Detecting Letters Written in the Air

Sonia Lai (MSR '21) discusses the lessons she learned doing her independent project for Northwestern Engineering's Master of Science in Robotics (MSR) program and how that knowledge is influencing her final project in the program.

Sonia Lai (MSR '21) set out to use computer vision and machine learning to classify letters written in the air in front of a camera.

Sonia Lai has been intrigued by computer vision for as long as she can remember, so when it came time to choose her independent project during winter quarter in Northwestern Engineering's Master of Science in Robotics (MSR) program, she knew where she wanted to focus. 
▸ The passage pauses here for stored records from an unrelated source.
PR #848, opened 2017-12-05
Fix custom search with scope

imxiaozhi:
Example:
```ruby
class Shoot::Video < ApplicationRecord
  acts_as_paranoid

  scope :choiced, -> (boolean = true) {
    if boolean
      where.not(choiced_at: nil)
    else
      where(choiced_at: nil)
    end
  }

  def self.ransackable_scopes(auth_object = nil)
    %i(choiced)
  end
end
```
when false be passed as boolean to scope, here is no scope search.
```ruby
Shoot::Video.ransack(choiced: 'false', s: 'hot desc').result.to_sql
# SELECT `shoot_videos`.* FROM `shoot_videos` WHERE `shoot_videos`.`deleted_at` IS NULL ORDER BY `shoot_videos`.`hot` DESC
```

### DIFF
--- a/lib/ransack/context.rb
+++ b/lib/ransack/context.rb
@@ -46,7 +46,11 @@ module Ransack
 
     def chain_scope(scope, args)
       return unless @klass.method(scope)
-      @object = @object.public_send(scope, *args)
+      @object = if scope_arity(scope) < 1 && args == true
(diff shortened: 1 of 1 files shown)


imxiaozhi:
It`s my mistake.
I should use choiced and unchoiced scope.

PR #1193, opened 2020-12-31
Bump RuboCop

yahonda:
This pull request bumps RuboCop version by removing version limitation because Ransack supports Ruby 2.6 or higher.

Also enabled `Style/RedundantFileExtensionInRequire` cop which is available since RuboCop 0.88.0.


deivid-rodriguez (approved):
Thanks!

PR #1194, opened 2021-01-03
Fix CHANGELOG [ci skip]

y-yagi:
* Add section for `2.4.1` release
* Remove empty entry

### DIFF
--- a/CHANGELOG.md
+++ b/CHANGELOG.md
@@ -1,15 +1,14 @@
 # Change Log
 
+* Drop support for rubies under 2.5. PR #1189
+
+## 2.4.1 - 2020-12-21
+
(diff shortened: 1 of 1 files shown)


deivid-rodriguez:
Thanks @y-yagi!

@yahonda Do you know what changed so that CI is now red on ruby 3.0?

yahonda:
These failures are not relevant to this pull request itself.

It looks like Faker gem v1 does not support Ruby 3 keyword arguments. I have opened pull request #1195 to bump Faker gem version to 2.

seanfcarroll:
Thank for looking after this @y-yagi and @yahonda 🚀

PR #1184, opened 2020-12-09
Add ability to config PostgreSQL ORDER BY ... NULLS FIRST or NULLS LAST

itsalongstory:
Close #1125

Related to https://github.com/activerecord-hackery/ransack/issues/443#issuecomment-551390658

https://www.postgresql.org/docs/13/queries-order.html

PR #1196, opened 2021-01-06
Ensure relation.order method receives Arel to silence deprecation warning

Polidoro:
Ransack v2.4.1 introduced the [postgres_fields_sort_option](https://github.com/activerecord-hackery/ransack/pull/1184) configuration option (an awesome feature by the way!)

That change has the side effect of converting  `scope_or_sort` from an Arel to a string. This triggers certain versions of Rails to fire a warning every time an order is applied if `postgres_fields_sort_option` is set.

This fix ensures that if the ordering is converted to a string when the `NULLS FIRST`/`NULLS LAST` is appended it is then converted back into an Arel before being passed to `relation.order`. This silences the warnings because the sql is no longer a string when it is run.

More info on the warning can be found here: https://github.com/rails/rails/issues/32995

### DIFF
--- a/lib/ransack/adapters/active_record/context.rb
+++ b/lib/ransack/adapters/active_record/context.rb
@@ -44,9 +44,9 @@ module Ransack
               else
                 case Ransack.options[:postgres_fields_sort_option]
                 when :nulls_first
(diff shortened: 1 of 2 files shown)


Polidoro:
I need to double check that this is reproducible, so closing this until I do.

PR #1209, opened 2021-02-24
Drop Ruby 2.6 from cronjob as Rails 7 requires Ruby 2.7+

yahonda:
This commit addresses these errors at cronjob.
https://github.com/activerecord-hackery/ransack/runs/1966021652?check_suite_focus=true

```
activesupport-7.0.0.alpha requires ruby version >= 2.7.0, which is incompatible
with the current version, ruby 2.6.6p146
Error: Process completed with exit code 5.
```

Refer
https://github.com/rails/rails/commit/6487836af8f50648a9b30ce61864c827132e5592

### DIFF
--- a/.github/workflows/cronjob.yml
+++ b/.github/workflows/cronjob.yml
@@ -13,7 +13,6 @@ jobs:
         ruby:
           - 3.0.0
           - 2.7.2
-          - 2.6.6
     env:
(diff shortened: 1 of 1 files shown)


seanfcarroll:
Awesome, thank you so much for the super-quick response @yahonda ! 🚀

Lai (MSR '21) set out to use computer vision and machine learning to classify letters written in the air in front of a camera. The goal was to use a model to identify the letters and a pipeline to track a pen's trajectory so it would appear the letter was being written on the screen. She also wanted to stream the processed frames onto a virtual camera so the letters could be displayed through teleconferencing systems. Instead of needing to use an external tablet or projector, one could simply use the pen to conveniently display written letters on a different user's screen. 

The independent project is one of three project requirements for MSR students, and it prepares them to work on their larger final project. Both give students the chance to choose the area of robotics they want to focus on. The third requirement is an online portfolio, where student work is housed. 

Lai took Machine Learning at the same time as her independent project, and there were times where she wanted to understand information for her project that was going to be covered later in the quarter in class, such as working with a neural network. She learned these skills outside of the classroom environment as the need for them arose, which is partially the point of the independent project requirement.  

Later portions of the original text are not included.